Um diesen Gesprächen eine neue Richtung zu geben, müssen wir zunächst verstehen, dass unser Käfig nicht in einem Vakuum schwebt; er steht in einem Kontext.
Der Kontext und der Käfig
Lass es mich so erklären. Wenn ich an den Moment zurückdenke, als ich auf meinem Schlafzimmerboden zusammengebrochen bin, gibt es zwei Dinge, die ich sicher weiß:
1. Ich bin Mutter von zwei kleinen Töchtern.
Das ist eine Tatsache.
2. Ich fühle mich eingesperrt hinter Gittern aus Schuldgefühlen, Frust, Überlastung und einem geringen Selbstwertgefühl aufgrund meiner überschüssigen Pfunde.
Was ist der Unterschied?
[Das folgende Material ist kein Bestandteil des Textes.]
Issue #1325, opened 2017-01-21
Animating the layout of secondary axis fails


emanuelsetitinger:
Please find a reproducible example on CodePen: http://codepen.io/EmanuelS/pen/vgmKRm

This example shows a plot of one x-axis and two y-axes. While animating the range of the x-axis and the primary y-axis works perfectly fine, the range of the secondary y-axis doesn't change after Plotly.animate.

rreusser:
Thanks for the report and example. I'll take a look at this later today.

alexcjohnson:
Looks like this is https://github.com/plotly/plotly.js/blob/master/src/plots/cartesian/transition_axes.js#L18
-> matches `'x2axis'` instead of `'xaxis2'` - I'm abstracting all these regexes right now, should fix this but I'll include a test to confirm.

rreusser:
Ah! That definitely looks like an error on my part.

PR #1869, opened 2017-07-11
regl-scatter2d

dfcreative:
Work in progress, early stages. PR is for discussions.

* [x] make proper creation of glcontainer and glcanvas
* [x] make regl plot object
* [x] setup parcoord, pointcloud and scatter to use regl plot
* [x] make sure scatter updates are passing
* [x] integrate 
* [x] 2 scattergl plots case
* [x] shared context with parcoords case
* [x] hi-precision mode https://github.com/plotly/plotly.js/pull/1114
* [ ] ~~crossfilter case~~ ?
* [x] multiple plots
* [x] shared regl context
* [x] regl-scatter2d component
* [x] clustering points (kdtree) for boosting hover
* [x] scatter/scattergl image tests
* [ ] ~~selection API for regl-scatter2d component~~ handled by trace
* [x] set proper name, remove scattergl
* [x] sprite with all regular scatter symbols instead of font-atlas
* [x] all FIXME/TODOs in code
* [x] speed up autoscale
* [x] ~~background image https://github.com/plotly/plotly.js/issues/1603#issuecomment-315196515~~ a separate PR
* [x] wrong coloring https://github.com/plotly/plotly.js/issues/1909
* [ ] pointcloud/scatterregl two plots
* [x] extra update after updateRange call for half-transparent lines
* [x] point size discrepancy with scatter
* [x] test memory use
* [x] fills: tonexty, tonextx, tozerox, tozeroy
* [x] multiselect #1853
* [ ] speed up hover (3 strategies) − on hold
* [x] optimize creating select2d plot by cloning positions and unchangeble attribs
* [ ] reuse scatter2d tree for picking (can save up to 500ms for 1e6 points)
* [ ] subrange selection by the scatter2d tree (visible range + region)
* [x] ~~multiselect interaction: should persist selection on panning, zooming~~ leave it for a separate PR
* [x] all gl2d image tests
* [x] jasmine tests help required @etpinard 
* [x] benchmark plot relayout/restyle test-case required @etpinard 
* [x] hover/pick modes
* [x] entering selection mode in `gl2d_12` respans axes
* [ ] make better pick image
* [ ] running `Plotly.plot(container, mock.data)` two times breaks selection
* [ ] running `Plotly.plot(container, mock.data)` two times with modified `data.type` breaks selection and panning
* [x] axes range detection discrepancy image vs image in `gl2d_axes_labels`, `gl2d_axes_lines` or `gl2d_axes_range_type`
[...]

PR #1999, opened 2017-09-13
restyle/relayout refactor

alexcjohnson:
Something we've wanted to do for a looong time... get (nearly all) the attribute names and regex tests out of `_restyle` and `_relayout`, and use the schema instead:
- We already had `editType` as an optional field in the attribute schema, this makes it mandatory and uses it as the key way to determine what flavor of redraw to invoke.
- Adds a new optional field `impliedEdits` for correlated changes - for example `range` has `impliedEdits: {autorange: false}` because setting an explicit range is expected to disable the associated autorange. Note that the converse `autorange.impliedEdits: {range: undefined}` is used as it was before just to record the previous values for use in undo/redo, which we've discussed removing in v2.

Also includes a fix for #1325 as that came along essentially for free with generalizing our attribute string regexes.

I want to do a bit more testing of specific restyle/relayout calls to make sure we're doing the right redraws in all cases - especially of base/module interactions like `hoverlabel`, and module/module interactions like `heatmapgl`/`colorbar`. But I'd appreciate a high-level review ASAP @etpinard @rreusser


src/components/annotations/attributes.js
```diff
@@ -21,6 +20,7 @@ module.exports = {
         valType: 'boolean',
         role: 'info',
         dflt: true,
+        editType: 'docalcAutorange',
```
rreusser: Would `docalc+autorange` be a sensible name for this? It sounds like an enum camelcased and concatenated, but I could be mistaken.

rreusser: Ah, I see. Unless I'm mistaken, this adds no new labels. That's just plugging into what already exists. Still seems like maybe an enum in disguise, but nothing to change here then.

src/components/annotations/attributes.js
```diff
@@ -41,19 +42,23 @@ module.exports = {
...
         description: [
             'Sets the angle at which the `text` is drawn',
             'with respect to the horizontal.'
         ].join(' ')
     },
-    font: extendFlat({}, fontAttrs, {
+    font: fontAttrs({
+        editType: 'docalcAutorange',
+        colorEditType: 'doarraydraw',
```
rreusser: Could you point me toward what `doarraydraw` does? It's not entirely clear from the name, and if it appears somewhere else in the source, it's not jumping out at me.

src/components/colorscale/attributes.js
```diff
@@ -13,6 +13,8 @@ module.exports = {
         valType: 'boolean',
         role: 'info',
         dflt: true,
+        editType: 'docalc',
+        impliedEdits: {zmin: undefined, zmax: undefined},
```
rreusser: Same with impliedEdits. I assume these are attributes that are automatically applied within the same attr path, but I'm unable to find where it's implemented and it's not immediately clear what the `^` prefix means.

src/components/annotations/attributes.js
rreusser: One additional note while digging through here is that the `do-` prefix seems to be carried forward from what was originally just internal variable names. Would `editType: 'calcAutorange'` or `editType: 'calc+autorange'` make sense? It seems a bit friendlier if you're trying to make sense of the schema as a standalone concept.

src/components/fx/layout_attributes.js
```diff
@@ -29,38 +35,34 @@ module.exports = {
...
-        font: {
-            family: extendFlat({}, fontAttrs.family, {
-                dflt: constants.HOVERFONT
-            }),
-            size: extendFlat({}, fontAttrs.size, {
-                dflt: constants.HOVERFONTSIZE
-            }),
-            color: extendFlat({}, fontAttrs.color)
-        },
+        font: fontAttrs,
```
rreusser: ❤️

src/components/annotations/attributes.js
alexcjohnson: `docalcAutorange` is a single thing, means "do a recalc only if there's an autoranged axis related to this attribute" - Actually, ideally we'd specify what to do if there *isn't* an autoranged axis... so like `docalcAutorange+dostyle` or something.

> Would `editType: 'calcAutorange'` make sense?

Yeah totally, good idea! And to help us out (to figure out what `editType` a new attribute should get) I should probably describe somewhere what these flags actually mean in terms of the code paths they lead to.

src/lib/relative_attr.js
```diff
@@ -0,0 +1,47 @@
...
+var ASCEND = /^(.*)(\.[^\.\[\]]+|\[\d\])$/;
+var SIMPLEATTR = /^[^\.\[\]]+$/;
+/*
+ * calculate a relative attribute string, similar to a relative path
+ *
+ * @param {string} baseAttr:
+ *   an attribute string, such as 'annotations[3].x'. The "current location"
+ *   is the attribute string minus the last component ('annotations[3]')
+ * @param {string} relativeAttr:
+ *   a route to the desired attribute string, using '^' to ascend
```
rreusser: Ah, I think I understand. So relative to `a.b.c`, `^foo` would be `a.foo`. I don't know a solution, but one challenge with the schema is that it implements a lot of very precise semantics that can only be understood by locating the part of the code that handles them and working backwards (which isn't always possible since you might not even know that python is doing something with `role`, for example). I'm tempted to take a stab at `docs/schema.md`.

src/lib/relative_attr.js
```diff
@@ -0,0 +1,47 @@
...
+*
+* This source code is licensed under the MIT license found in the
+* LICENSE file in the root directory of this source tree.
+*/
+
+
+'use strict';
+
+
+var ASCEND = /^(.*)(\.[^\.\[\]]+|\[\d\])$/;
```
rreusser: Could you add a very short comment about what this matches? In particular figuring out whether `^` is negation or an actual carat takes a good amount of staring and recalling js-specific regex escaping rules since this particular use could very reasonably involve either one.

src/components/colorscale/attributes.js
rreusser: Never mind. Github was suppressing the plot_api diff. Found it.

src/plot_api/plot_api.js
```diff
@@ -1528,57 +1430,14 @@ function _restyle(gd, aobj, _traces) {
...
-                doextra('xtype', 'scaled', i);
-            }
-            else if(['y0', 'dy'].indexOf(ai) !== -1 &&
-                    contFull.y && contFull.ytype !== 'scaled') {
-                doextra('ytype', 'scaled', i);
+            valObject = PlotSchema.getTraceValObject(contFull, param.parts);
+
+            if(valObject && valObject.impliedEdits && newVal !== null) {
+                for(var impliedKey in valObject.impliedEdits) {
+                    doextra(Lib.relativeAttr(ai, impliedKey), valObject.impliedEdits[impliedKey], i);
```
rreusser: One question about implied edits is whether it moves away from declarative plots. That is, if you set `foo` (which, e.g., implicitly also sets `bar: false`), is it valid to then set `bar: true`? Is there pathway that might accidentally circumvent the implied edits and lead to a bit of inconsistency? Would it be better/worse to think of  implied edits as a concern of the plotly API consumer rather than the plotly API itself? Like the workspace would recognize the attribute you're modifying has an implied edit and send *both* of those to the API? It seems nice from an end-user perspective; my only concern is that it might be surprising/confusing to modify an attribute and find that additional changes have been made to your plot state.

src/plot_api/plot_api.js
```diff
@@ -1665,41 +1520,20 @@ function _restyle(gd, aobj, _traces) {
                 flags.docalc = true;
             }
             else {
-                var aiHead = param.parts[0];
-                var moduleAttrs = (contFull._module || {}).attributes;
-                var valObject = moduleAttrs && moduleAttrs[aiHead];
-                if(!valObject) valObject = Plots.attributes[aiHead];
                 if(valObject) {
-                    /*
-                     * In occasional cases we can't the innermost valObject
```
rreusser: "can't ____ the innermost…"

rreusser: Oh never mind. This is in the removed section. 👍

src/plot_api/plot_schema.js
```diff
@@ -208,6 +216,182 @@ exports.findArrayAttributes = function(trace) {
     return arrayAttributes;
 };
 
+/*
+ * Find the valObject for one attribute in an existing trace
```
rreusser: Is a `valObject` just a value? Or is it a nested property object? Or something else?

rreusser: Less vaguely, `valObjects` are defined [here](https://github.com/plotly/plotly.js/blob/7ea0d250ab6731be0b98d40ee0fd9e6bf667986c/src/lib/coerce.js#L21), but I'm trying to process how the return value relates to those definitions.

src/plot_api/plot_schema.js
```diff
@@ -287,26 +461,37 @@ function getLayoutAttributes() {
...
-    Object.keys(Registry.componentsRegistry).forEach(function(k) {
-        var _module = Registry.componentsRegistry[k];
-
-        if(!_module.layoutAttributes) return;
-
-        if(_module.schema && _module.schema.layout) {
-            Object.keys(_module.schema.layout).forEach(function(v) {
-                insertAttrs(layoutAttributes, _module.schema.layout[v], v);
-            });
+    for(key in Registry.componentsRegistry) {
```
rreusser: 🐎

src/plots/cartesian/constants.js
```diff
@@ -7,25 +7,25 @@
...
 'use strict';
+var counterRegex = require('../../lib').counterRegex;
 
 
 module.exports = {
 
     idRegex: {
-        x: /^x([2-9]|[1-9][0-9]+)?$/,
-        y: /^y([2-9]|[1-9][0-9]+)?$/
+        x: counterRegex('x'),
```
rreusser: 👏

src/components/annotations/attributes.js
rreusser: Never mind. Found it in the suppressed diff.

src/components/annotations/attributes.js
rreusser: Maybe `calcIfAutorange`?

> to figure out what editType a new attribute should get

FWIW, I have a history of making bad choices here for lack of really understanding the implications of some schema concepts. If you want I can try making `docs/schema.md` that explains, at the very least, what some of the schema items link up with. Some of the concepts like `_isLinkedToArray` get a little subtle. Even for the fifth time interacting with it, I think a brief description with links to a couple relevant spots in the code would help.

Der erste Satz ist eine konkrete Tatsache meine Situation betreffend. Es ist der Kontext, in dem sich mein Leben gerade abspielt.
Der andere Satz beschreibt ein reales Gefühl. Er ist psychologisch. Er beschreibt eine Empfindung. Er ist eine Reaktion auf den Kontext. Er beschreibt, ob und in welchem Ausmaß ich es der Situation, in der ich mich befinde, gestatte, Einfluss auf meine Gefühle zu nehmen. Er beschreibt, ob und in welchem Ausmaß ich es anderen Menschen gestatte, Einfluss auf meine Gefühle zu nehmen. Das ist der Käfig.
Kontext und Käfig sind nicht dasselbe.
Es ist wie der Unterschied zwischen
Alleinsein (eine Situation)
und Einsamkeit (eine Reaktion auf
eine Situation).
Wir können uns noch so sehr über den Kontext aufregen, es ist der Käfig, dem wir entfliehen müssen. Dass ich mich von den Gegebenheiten des Mutterseins eingesperrt fühle, bedeutet nicht, dass ich keine Mutter sein will. Meine Mädchen sind mein Glück, und die Liebe, die ich für sie empfinde, könnte die Sterne ewig am Leuchten halten. Aber vielleicht gerade weil ich den Kontext des Mutterseins so schätze, empfinde ich die Gitterstäbe als so frustrierend. Sie stehen allem anderen im Weg.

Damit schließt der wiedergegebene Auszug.